This site is intended for health professionals only


GPC progress report says GP Forward View implementation ‘patchy’

The GPC’s progress report on the £2.4bn GP Forward View rescue package one year on says implementation has been ‘patchy’.

The GPC especially highlights the Estates and Technology Transformation Fund (ETTF) for practice premises and IT infrastructure as a problem area.

Its progress report said that ‘although funding has now been secured in many areas GPC are concerned with the delay in the provision of this funding, leading to slow progress of the delivery of projects in some areas’. It added that the GPC ‘has raised this with NHS England’.

As previously revealed by Pulse, just 5% of the flagship scheme has actually been spent on GP premises.

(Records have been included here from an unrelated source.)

PR #490, opened 2016-01-18
No path folding at high HTL

toad:
For consideration. This would improve security (e.g. no possibility of attacker data source getting directly connected to request originator just by path folding), but it may have negative performance impacts, especially on new nodes who mostly get their peers from doing local requests.

### DIFF
--- a/src/freenet/node/RequestSender.java
+++ b/src/freenet/node/RequestSender.java
@@ -1707,8 +1707,10 @@ public final class RequestSender extends BaseSender implements PrioRunnable {
         		return false;
         	}
         	
-            if(!node.canWriteDatastoreRequest(origHTL))
+            if(!node.canWriteDatastoreRequest(origHTL)) {
                 ackOpennet(next);
+                return false;
+            }
         	
 			if(node.addNewOpennetNode(ref, ConnectionType.PATH_FOLDING) == null) {
 				if(logMINOR) Logger.minor(this, "Don't want noderef on "+this);
--- a/src/freenet/node/RequestSender.java
+++ b/src/freenet/node/RequestSender.java
@@ -1716,7 +1716,7 @@ public final class RequestSender extends BaseSender implements PrioRunnable {
 				// RequestHandler will send a noderef back up, eventually, and will unlockHandler() after that point.
 				// But if this is a local request, we need to send the ack now.
 				// Serious race condition not possible here as we set it.
-				if(source == null)
+				if(!node.canWriteDatastoreRequest(origHTL))
 					ackOpennet(next);
 				else if(origTag.shouldStop()) {
 					// Can't pass it on.
--- a/src/freenet/node/RequestSender.java
+++ b/src/freenet/node/RequestSender.java
@@ -1708,6 +1708,7 @@ public final class RequestSender extends BaseSender implements PrioRunnable {
         	}
         	
             if(!node.canWriteDatastoreRequest(origHTL)) {
+                // Do not path fold at all at high HTL.
                 ackOpennet(next);
                 return false;
             }
--- a/src/freenet/node/RequestSender.java
+++ b/src/freenet/node/RequestSender.java
@@ -1720,8 +1720,7 @@ public final class RequestSender extends BaseSender implements PrioRunnable {
 					opennetNoderef = noderef;
 				}
 				// RequestHandler will send a noderef back up, eventually, and will unlockHandler() after that point.
-				// But if this is a local request, we need to send the ack now.
-				// Serious race condition not possible here as we set it.
+				assert(source != null);
 				if(origTag.shouldStop()) {
 					// Can't pass it on.
 					origTag.finishedWaitingForOpennet(next);
--- a/src/freenet/node/RequestSender.java
+++ b/src/freenet/node/RequestSender.java
@@ -1707,6 +1707,9 @@ public final class RequestSender extends BaseSender implements PrioRunnable {
         		return false;
         	}
         	
+            if(!node.canWriteDatastoreRequest(origHTL))
+                ackOpennet(next);
+        	
 			if(node.addNewOpennetNode(ref, ConnectionType.PATH_FOLDING) == null) {
 				if(logMINOR) Logger.minor(this, "Don't want noderef on "+this);
 				// If we don't want it let somebody else have it
@@ -1716,9 +1719,7 @@ public final class RequestSender extends BaseSender implements PrioRunnable {
 				// RequestHandler will send a noderef back up, eventually, and will unlockHandler() after that point.
 				// But if this is a local request, we need to send the ack now.
 				// Serious race condition not possible here as we set it.
-				if(!node.canWriteDatastoreRequest(origHTL))
-					ackOpennet(next);
-				else if(origTag.shouldStop()) {
+				if(origTag.shouldStop()) {
 					// Can't pass it on.
 					origTag.finishedWaitingForOpennet(next);
 				}


toad:
This may also have an impact on the number of long links, and it was originally proposed to deal with that. However, we have code to deal with that directly, enforcing 30% of the routing table to be long and 70% short. With this patch, path folding will probably produce fewer long link candidates.

toad:
Unfortunately I am not yet in a position to test opennet in multi-node simulations. Maybe I will be in coming months.

src/freenet/node/RequestSender.java
```diff
@@ -1716,9 +1722,7 @@ private boolean finishOpennet(PeerNode next) {
 				// RequestHandler will send a noderef back up, eventually, and will unlockHandler() after that point.
 				// But if this is a local request, we need to send the ack now.
```
ArneBab: is this comment still up to date with this change, or should the “local request needs ack” line  be removed?

toad: Good point, I have moved that up above this line.

toad:
Note that #491 may be a more appropriate fix.

src/freenet/node/RequestSender.java
ArneBab: thank you!

ArneBab:
returning less long link candidates is likely a good thing. The 30/70 thing is a brute force method, this one should make it work smoother (since the links returned from path folding will be a better match for what the node requires).

toad:
It might. Or there might be too few. Either way, newbie nodes are likely to take longer to bootstrap, unless we take other measures such as announcing through any peer (I think there's a pull request for this?). Agree we should probably try it at some point, but we need some systematic stats first.

ArneBab:
Matthew Toseland writes:

> It might. Or there might be too few. Either way, newbie nodes are likely to take longer to bootstrap, unless we take other measures such as announcing through any peer (I think there's a pull request for this?). Agree we should probably try it at some point, but we need some systematic stats first.

There isn’t yet a pull request, I think, but there is a bug report. And
I don’t think we need additional stats to know that it would be useful
to announrce through any peer, since the seednodes are a single point of
failure.

Best wishes,
Arne
-- 
Unpolitisch sein
heißt politisch sein
ohne es zu merken

toad:
I thought the opennet-changes branch did this?

ArneBab:
if that’s the case, that’s great!

toad:
So in conclusion, this is longer term ... #491 should be considered for 1472...

ArneBab:
Why should there be too few nodes? We route with HTL 18, so we only lose about 10% of the possible folding options — mostly the long ones (of which we get too many anyway) — which means that bootstrap should become a bit slower, but not seriously slower. And the link length distribution could improve seriously.

toad:
Maybe. I'd want to simulate it first, and have much better stats gathering (digger3's stats are down).

Bootstrapping would be dramatically slower because new nodes would get no nodes from path folding from successful local requests - they'd have to wait until they have successful relayed requests. However, the opennet-changes branch may offset this.

toad:
We could test this without a full blown opennet simulation. The necessary changes will work fine on their own on the end-node.

bertm:
This looks good, except for formatting. I agree with @ArneBab that this is conceptually sound, but haven't looked at your alternative #491 yet.

ArneBab:
I’m testing this right now, and it fails to connect for two nodes here. One got one working connection, the other got none.

Time to find out why the concept doesn’t work…

ArneBab:
now I merged into build 1470, one node without folding at high HTL (Freenet1), one regular (Freenet2). Both nodes got 3 connections, but the one without folding at high HTL only reports 16 rejections, the regular one reports 36 rejections.

I’ll keep both running for a while.

toad:
Bear in mind that there is IP-address-based limiting on the seednodes, and announcement is rather hit-and-miss anyway. So bootstrapping more than one node on the same IP in the same day may work poorly regardless.

toad:
Also, this patch should have *no* effect on announcements - except to make new nodes more dependent on them.

ArneBab:
status: 6 connections with this pull-request, 11 without it.

ArneBab:
now both have 15-17 connections.

ArneBab:
canWriteDatastoreRequest is `HTL <= maxHTL - 2`, so it’s 16 or less. Given that the success rate is highest at HTL 17, this means most requests cannot fold, which looks excessive to me. 

Does this mean that it only starts folding after the first 2.5 hops? Or is it 1.5 hops (just skipping direct neighbors)?

If it is 2.5 hops, HTL 17 might suffice.

```
CHK                                                                SSK
18 	31,505% (1032,75121,241721) (,0006) 	1,342% (597,3075,273704) (,0043)
17 	34,155% (1227,69383,206735) (,0003) 	1,763% (549,2371,165639) (,0012)
16 	30,653% (1469,112647,372288) (,0002) 	0,775% (699,1167,240673) (,0004)
15 	26,292% (1111,109847,422017) (,0001) 	0,335% (378,491,259291) (,0002)
14 	15,796% (168,40717,258836) (,0002) 	0,084% (71,109,213087) (,0003) 
```

status: just increased upload bandwidth to 60 == 27 peers.

ArneBab:
* no high HTL: 17 peers
* regular: 24 peers

ArneBab:
Now 18 vs. 25. However the no high HTL peers are all connected while the regular peer has a quarter to half its peers busy.

ArneBab:
For analysis:

Node locations no high HTL:

```
0.16986777257793562
0.17901946183666562
0.5052537534294653
0.5086700871359677
0.6390555069251317
0.6822584345099271
0.8980318688923236
0.9450003036258698
0.9472578481300644
0.9475679196733452
0.9505918714537117
0.9512505057035953
0.9512848146581615
0.951332629568245
0.953138735932966
0.9534703560289312
0.9537457741318474
0.9612296077880356
0.18339809750763603
0.9517140598028574
0.9521872029906774
0.9531178654323221
```

Node locations, regular:

```
0.1683899971760181
0.5462565170155342
0.6584651359671296
0.6669163773467959
0.6752661195055957
0.8012936926640807
0.8020591962695599
0.8066928956581909
0.8081615954443561
0.8094734715697488
0.8100868389013971
0.8121570853807678
0.8136131131663924
0.8150852508230284
0.8164318649800096
0.9073881084564737
0.7200454861860763
0.8031756611247909
0.8047278039539334
0.8095277095841826
0.8103247800000128
0.8118534916279835
0.813718338962537
0.8137287779436605
0.8139409096231633
0.8184079088556605
0.7194572283696072
```

ArneBab:
now 23 vs. 27.

Peer distribution no high HTL:

```
0.17901946183666562
0.5052537534294653
0.8980318688923236
0.9008688888658157
0.9450003036258698
0.9472578481300644
0.9504251829525352
0.9505918714537117
0.9512505057035953
0.9512848146581615
0.951332629568245
0.953138735932966
0.9534703560289312
0.9537457741318474
0.9543209138274216
0.9553451901226157
0.9562020585339739
0.9564390915303991
0.9612296077880356
0.14636055660556124
0.8935836794924024
0.9509168180104608
0.9530186614237126
0.5086700871359677
0.9475679196733452
0.9502900387595263
0.9615630709874536
```

regular:

```
0.1683899971760181
0.40145412492581534
0.5462565170155342
0.6669163773467959
0.7200454861860763
0.7993934278340358
0.8003752187303285
0.8012936926640807
0.8018909930668665
0.8066928956581909
0.8081615954443561
0.8100868389013971
0.8118534916279835
0.8134545396525108
0.8136131131663924
0.8137287779436605
0.8139409096231633
0.8150852508230284
0.8164318649800096
0.8184079088556605
0.9073881084564737
0.9076888086179288
0.8031756611247909
0.8095277095841826
0.8103247800000128
0.813718338962537
0.8094734715697488
```

ArneBab:
26/27

ArneBab:
I’m shutting down the regular node. The no-high-HTL one will run a bit longer to see whether it settles.

ArneBab:
7 hours later (not yet analyzed):

```
0.0161567010603062
0.14977241274358533
0.2535342406046017
0.6398256029475275
0.7907590894018743
0.8991295287193819
0.9450003036258698
0.9472578481300644
0.9474802650784804
0.9477809820924051
0.9504251829525352
0.9505918714537117
0.9512848146581615
0.9517140598028574
0.9521872029906774
0.9530186614237126
0.9534703560289312
0.9535672941936432
0.9553451901226157
0.9579391787964676
0.959033783035655
0.9469400351870869
0.9482952331226397
0.9514408501738144
0.9543209138274216
0.686718197657147
```

ArneBab:
For comparing:

```
import pylab as pl                        
def plotfromtext(a, label):
   b = [float(i) for i in a.splitlines() if i]
   c = [(i - pl.median(b))%0.5 for i in b]
   pl.plot(sorted(c), label=label)
   pl.xscale('log')
```

toad:
Ok so you've confirmed that it works but it takes longer to bootstrap, which is pretty much what we expected???

Re hops taken, you can't deduce much from success rates... But you were looking at request counts?

Could such a bias be a good thing? If something is found quickly then presumably it's very close? Does that mean we'd tend to get more longer links from path folding??

toad:
Also, we spend 2 hops at HTL 18 on average.

ArneBab:
Yes, I confirmed pretty much what we expected.

I looked at request counts, too, and they were actually higher for the no-high-HTL-folding node.

If something is found quickly, it could also mean that it is popular and cached. Also the mean path length is likely pretty short, given that we have ~20% nodes with around 100 peers. The long paths might actually be an artefact of backoff or other structural problems.

Mathy: Every 10-peers node (the most common type) will on average know 2 100-peers nodes. These 100-peers nodes will know on average 20 other 100-peer nodes. So if the first step is to a 100 peer node (because of FOAF that’s very likely), the second step directly samples 2000 locations directly, or half the active network.

A 25 peer node (the second most common type) will know 5 100 peer nodes and already sample almost 1000 nodes directly via FOAF information, 1/5th of the active network.

So at least 20% of requests should succeed after two steps by plain greedy routing, regardless of the structure of the network and without taking caching into account.

http://127.0.0.1:8888/USK@pxtehd-TmfJwyNUAW2Clk4pwv7Nshyg21NNfXcqzFv4,LTjcTWqvsq3ju6pMGe9Cqb3scvQgECG81hRdgj5WO4s,AQACAAE/statistics/1115/plot_peer_count.png

ArneBab:
I’ll do a second test where I only fold at HTL17 or less.

ArneBab:
This is the adjustment I did: https://github.com/ArneBab/fred-staging-1/commits/no-path-folding-at-high-htl-stable

https://github.com/ArneBab/fred-staging-1/commit/7bb68248d756477bab8ebb096fab8c5499205237

ArneBab:
This one is at 22/26 connections now.

ArneBab:
HTL 17 after 3 hours:

```
0.10998207881876276
0.16670290904813168
0.1676192020810322
0.17001265429997814
0.17040095342436268
0.17365242908537804
0.17377395870664814
0.17572977729837858
0.17721368806739535
0.17755030372714942
0.17757397481404558
0.1775919012828171
0.17929078064524018
0.18001103481050806
0.18386489086220337
0.2240608138033563
0.22466352092455077
0.22466856568796478
0.22546456504072665
0.3153360148573653
0.37385288068031974
0.6654580550256884
0.168872664500072
0.16895151242051676
0.17161991917778585
0.1733260305060108
0.17156227040992078
0.17637919789205936
```

ArneBab:
after going down to 10 peers and then up to 27 again: 

```
0.06775750812908476
0.12303087483467923
0.12381656020970333
0.1663176153315853
0.16670290904813168
0.17040095342436268
0.17721368806739535
0.17755030372714942
0.17757397481404558
0.1775919012828171
0.1794950910742692
0.18001103481050806
0.18116350063459064
0.22546456504072665
0.413341841399664
0.7862106069713938
0.7867803200745312
0.8775555326480001
0.17001265429997814
0.1733260305060108
0.17365242908537804
0.17377395870664814
0.17423331906747197
0.17572977729837858
0.17603233842240396
0.17637919789205936
0.17929078064524018
```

The report also said GPC has ‘grave concerns that progress is not sufficient enough for 2020/21 workforce targets to be achieved’, with the comments coming as Pulse’s GP Forward View progress update last month revealed promised swathes of support staff were failing to come through at pace.

GPC chair Dr Chaand Nagpaul said it was ‘vital NHS England is held to account to deliver its promises and funding commitments, and do so in a way that translates into real support for GP practices’.

He said: ‘Our analysis of the first year of the GP Forward View highlights that whilst there has been some delivery, there have been cases where promised funding has been severely delayed or distributed unevenly across the country.

‘This confusing and inadequate implementation is unacceptable given the huge pressures on general practice from a combination of factors, including rising patient demand, falling resources and staff shortages.’

Dr Nagpaul said this comes as ‘many GP practices are at breaking point and they need certainty that they will get the resources necessary to deliver safe, effective care to their patients’.

‘We will continue to work with grassroots GPs to provide LMCs and practices with resources to hold NHS managers to account, which has included launching new guidance recently on how to ensure work is not unnecessarily transferred from secondary care.

‘Most importantly, we expect politicians of all parties to put forward positive, well-resourced proposals that will not duck the crisis facing the NHS and general practice in the upcoming general election campaign,’ he added.